O geógrafo Marcos Antônio Pedlowski, professor da professor da Universidade Estadual do Norte Fluminense Darcy Ribeiro (Uenf), estudioso dos impactos socioambientais das políticas de planejamento territorial e ambiental, analisa as desapropriações da área do Porto do Açu há mais de dez anos. A resistência dos pequenos produtores rurais foi, de certa forma, surpreendente.

Muitas das famílias instaladas na região há décadas mantêm algum grau de parentesco entre si e, quando começaram as obras do empreendimento, boa parte dos proprietários já estava em idade avançada, diz Pedlowski. Foi um movimento de resistência de idosos, completa o professor, que classifica as desapropriações como "grilagem estatal".
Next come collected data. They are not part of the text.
PR #1374, opened 2026-04-23
fix(init-prompt): require StackProvider for all frameworks

BilalG1:
## Summary
- The init prompt marked the `StackProvider` step as *React only* and placed it after the `StackHandler` step. Following it on a Next.js project produced a layout with no provider, so `StackHandler` crashed at runtime with `useStackApp must be used within a StackProvider`.
- Make the provider step unconditional and move it ahead of the handler step so the dependency order matches the instruction order. Also quote the exact error message so the model won't skip it.

## Test plan
- [ ] Run `npx @stackframe/stack-cli init` (or the web flow) against a fresh Next.js app and confirm `/handler/[...stack]` renders without the `useStackApp` error.
- [ ] Re-run against a Vite/React app to confirm the reordered instructions still produce a working setup.

## Summary by CodeRabbit

* **Documentation**
  * Added explicit global MCP config file path guidance for several coding agents.
  * Documented required provider configuration across supported frameworks.
  * Clarified where to place provider wrappers in root app layouts (including Next.js app/layout).
  * Reordered setup steps to surface the required "Wrap your app in a Stack provider" step and updated step numbering.

### DIFF
--- a/packages/stack-shared/src/helpers/init-prompt.ts
+++ b/packages/stack-shared/src/helpers/init-prompt.ts
@@ -65,47 +65,9 @@ export const stackServerApp = new StackServerApp({
 });
 \`\`\`
 
-### 3) Create the Stack handler (if available in framework)
+### 3) Wrap your app in a Stack provider
 
-This sets up pages for sign in, sign up, password reset, etc.
-
-\`\`\`tsx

A resistência sobrevive no Sítio do Birica, propriedade de 27 mil metros quadrados que chama a atenção de quem passa pela estrada que leva ao Porto do Açu. É uma ilha verde em meio a um deserto de terrenos desocupados, de solo arenoso e vegetação rasteira. Na cerca da frente da propriedade, cartazes com palavras de ordem contra o Porto do Açu instigam ainda mais a atenção dos passantes. Dentro do sítio, o verde das árvores e da produção variada de orgânicos, de hortaliças a legumes e frutas, contrasta com o vazio deixado pelos vizinhos.

Os donos do sítio, Noêmia Magalhães, de 76 anos, e Valmir Batista, de 80 anos, lutam contra a desapropriação há mais de dez anos. Apesar da realidade diferente da maioria das famílias de pequenos produtores rurais que viviam e trabalhavam há décadas na pacata zona rural, Noêmia se destacou na resistência.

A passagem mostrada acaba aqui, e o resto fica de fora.